PR #556, opened 2024-07-02
Add ruff rules for pylint

cbornet:


libs/colbert/tests/integration_tests/test_database.py
```diff
@@ -51,7 +51,7 @@ def test_database_sync(request, vector_store: str):
 
     results = database.add_chunks(chunks=[chunk_0, chunk_1])
 
-    assert len(results) == 2
+    assert len(results) == 2  # noqa: PLR2004
```
cbornet, line 54: PLR2004 is "no magic numbers rule". Not always relevant.

bjchambers: It may be worth having a separate config for the test directories? Then we could omit some of the lints that are less relevant to tests?

https://github.com/astral-sh/ruff/discussions/4119

cbornet: For the moment I'm using pre-file-ignores to ignore some rules for tests. But yes, it could be a separate config.

PR #558, opened 2024-07-02
Add ruff-specific rules (RUF)

cbornet:


libs/ragulate/ragstack_ragulate/pipelines/query_pipeline.py
```diff
@@ -30,8 +30,8 @@ class QueryPipeline(BasePipeline):
     _tru: Tru
     _name: str
     _progress: tqdm
-    _queries: Dict[str, List[str]] = {}
-    _golden_sets: Dict[str, List[Dict[str, str]]] = {}
+    _queries: Dict[str, List[str]]
```
cbornet, line 33: This was an actual bug !

libs/knowledge-graph/ragstack_knowledge_graph/traverse.py
```diff
@@ -6,10 +6,19 @@
 from cassio.config import check_resolve_keyspace, check_resolve_session
 
 
-class Node(NamedTuple):
+class _Node(NamedTuple):
     name: str
     type: str
-    properties: Dict[str, Any] = {}
+    properties: Dict[str, Any]
```
cbornet, line 12: This was an actual bug !

libs/ragulate/ragstack_ragulate/pipelines/query_pipeline.py
epinzur: can you explain how this is a bug?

_____

- **PROBLEM DESCRIPTION**
Check each line of the listing above for the string "class" and return those that contain it.

- **SOLUTION FOR THIS EXERCISE**
@@ -30,8 +30,8 @@ class QueryPipeline(BasePipeline):
-class Node(NamedTuple):
+class _Node(NamedTuple):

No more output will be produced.